By Catherine Finnegan
The government announced a new Pathways to Work strategy this week aiming to get 75,000 long-term unemployed people back to work as part of the post-pandemic economic recovery. One aspect of this strategy is the Work Placement Experience Programme which claims to provide 10,000 “quality” paid jobs; but it is nothing more than an excuse to super-exploit young, inexperienced workers, and support businesses.
Jobseekers taking up the scheme will be required to complete 30 hours of training per week, in return for a mere additional €103 on top of their standard social welfare payment. This works out at a shocking rate of €3.43 per hour, far below the already paltry minimum wage and completely indefensible, but seemingly justified for people who cannot find work. In contrast, a separate initiative under the strategy will see businesses who take a worker off the Live Register rewarded to the tune of up to €10,000. This disparate rate of compensation illustrates who will really be benefiting from this strategy; businesses at the expense of workers, an unsurprising reality of the capitalist system.

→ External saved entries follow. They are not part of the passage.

PR #595, opened 2023-04-20
send userReportIssue reports to Datadog

dhenkel92:
This PR will send the `userReportIssue` reports to Datadog.

closes https://github.com/corona-school/project-user/issues/688

### DIFF
--- a/graphql/user/mutations.ts
+++ b/graphql/user/mutations.ts
@@ -84,7 +84,17 @@ export class MutateUserResolver {
         section('LOGS', 1);
         result += logs.join('\n');
 
-        logger.info(`An issue was reported from the frontend: \n` + result);
+        const logger = getLogger('IssueReporter');
+        logger.addContext('issureTag', issueTag);
+        logger.addContext('userAgent', userAgent);
+
+        logs.map((log) => logger.info(log));
+        const err: Error = {
+            name: 'IssueReporter',
+            stack: errorStack,
+            message: errorMessage,
+        };
+        logger.error(errorMessage, err);
 
         if (!isDev) {
             await mailjet.sendPure(`Frontend Issue: ${errorMessage}`, result, DEFAULTSENDERS.noreply, 'backend@lern-fair.de', 'Backend', 'Tech-Team');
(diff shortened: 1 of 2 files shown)


graphql/user/mutations.ts
```diff
@@ -84,7 +84,17 @@ export class MutateUserResolver {
         section('LOGS', 1);
         result += logs.join('\n');
 
-        logger.info(`An issue was reported from the frontend: \n` + result);
+        const logger = getLogger('IssueReporter');
+        logger.addContext('issureTag', issueTag);
+        logger.addContext('userAgent', userAgent);
```
dhenkel92, line 89: @Jonasdoubleyou any idea what context might be useful from the `GraphQLContext`?

Jonasdoubleyou: The userID, roles and the sessionID, the sessionID is the same we log in all the GraphQL queries.

graphql/user/mutations.ts
```diff
@@ -27,16 +25,16 @@ class SupportMessage {
...
-    @Mutation((returns) => Boolean)
+    @Mutation(() => Boolean)
     @Authorized(Role.UNAUTHENTICATED)
     @RateLimit('Email Availability', 50 /* requests per */, 5 * 60 * 60 * 1000 /* 5 hours */)
     async isEmailAvailable(@Arg('email') email: string) {
         return await isEmailAvailable(validateEmail(email));
     }
 
-    @Mutation((returns) => String)
+    @Mutation(() => String)
```
Jonasdoubleyou, line 37: using the parameter name to add some meaning to the function is in line with TypeGraphQL's documentation (https://typegraphql.com/docs/resolvers.html) and we followed that pretty consistently. So I would prefer to leave them here.

dhenkel92: I'll add them back, but tbh I don't see the real benefit of having dangling variables for the sake of explanation. Furthermore, it seems to lead to forgotten arguments/variables as the linter cannot care about them right now.

Jonasdoubleyou (approved):

Jonasdoubleyou (approved):

graphql/user/mutations.ts
Jonasdoubleyou: True, also I don't see a reason why it is a function ... Anyways, we can discuss this, but then it should be done consistently across all resolvers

The trade unions movement and all working-class people should completely oppose this scheme and any attacks on the Pandemic Unemployment Payment (PUP) that will likely follow. The PUP rate of €350 should be retained as the standard social welfare payment, given the high cost of living. Any reduction to previous rates can only be seen as punitive to those who cannot work.
Low pay economy
The pandemic exposed many failures of the capitalist system and highlighted that those who do the essential work our society needs to function, must be paid more than the bare minimum. A €15 minimum wage without exceptions should be fought for without delay, along with guaranteed hours to eliminate the precarity that low-paid workers are forced to contend with.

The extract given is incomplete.